Как раз весной, перед самыми выпускными экзаменами, Олег Мухтарович Назаров, преподаватель сольфеджио, человек грузный, с серебряными висками, хотя молодой, еще до сорока, отец трех кудрявых малышек, которых жена его, тоже красивая, но слишком всегда маслянисто накрашенная, приводила зачем-то к ним в школу, – как раз весной Олег Мухтарович сообщил Полине, что ей необходимо позаниматься с ним сольфеджио дополнительно. И время назначил: 3:40, в четверг.

Полине нравился Олег Мухтарович ровно настолько, насколько ей нравились все остальные. Одно за всю жизнь исключение было: Лариса, соседка развратная с дачи. Ларисе тогда уже было пятнадцать, когда шестиклассница, наша Полина, ее заперла прямо в дачной уборной. Есть очень старинный дачный обычай: уборные строить подальше от дома. И пусть там стоят, никому не мешают.

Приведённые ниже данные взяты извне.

PR #2381, opened 2019-07-08
Add bat host genome

jshoe:
### Description
- This adds the Bat host genome: https://jira.czi.team/browse/IDSEQ-1091

### Tests
- Sanity tested on staging: https://staging.idseq.net/samples/12892 and https://staging.idseq.net/samples/12893

### DIFF
--- a/db/migrate/20190708183858_add_bat_host.rb
+++ b/db/migrate/20190708183858_add_bat_host.rb
@@ -7,6 +7,9 @@ class AddBatHost < ActiveRecord::Migration[5.1]
     hg.s3_star_index_path = "s3://idseq-database/host_filter/bat/2019-07-02/bat_STAR_genome.tar"
     hg.s3_bowtie2_index_path = "s3://idseq-database/host_filter/bat/2019-07-02/bat_bowtie2_genome.tar"
 
+    # For lack of a better default, use Human background.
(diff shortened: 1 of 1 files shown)


db/migrate/20190708183858_add_bat_host.rb
```diff
@@ -0,0 +1,19 @@
...
+  def up
+    return if HostGenome.find_by(name: "Bat")
+
+    hg = HostGenome.new
+    hg.name = "Bat"
+    hg.s3_star_index_path = "s3://idseq-database/host_filter/bat/2019-07-02/bat_STAR_genome.tar"
+    hg.s3_bowtie2_index_path = "s3://idseq-database/host_filter/bat/2019-07-02/bat_bowtie2_genome.tar"
+
+    human_host = HostGenome.find_by(name: "Human")
+    hg.default_background_id = human_host.default_background_id if human_host
```
gregdingle: curious why human background should be the default for bat genome

jshoe: added a comment 👍 gist is that we don't have uninfected bat samples

Template: https://github.com/chanzuckerberg/idseq-web/blob/0efb9d50d08cd6f85ea9d1024c8b420bcb799565/db/migrate/20190417183014_add_carp_host.rb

Лариса, развратница, и просидела в уборной четыре часа, и никто – представьте себе: ни один человек! – не слышал Ларисиных горьких рыданий. Поскольку простой, незатейливый дачник отнюдь не стремится в какую-то будку. Зачем? Когда рядом и лес, и поляны, и кущи, и рощи, короче, приюты для уединенья. Зачем ему будка? Однако под вечер обитатели дач услышали крики, сбежались, несчастную освободили, и тут появилась Полина с букетом:

– Она меня мучает. Я уже знаю, что делают мама и папа в кровати! Зачем же мне столько ненужных подробностей?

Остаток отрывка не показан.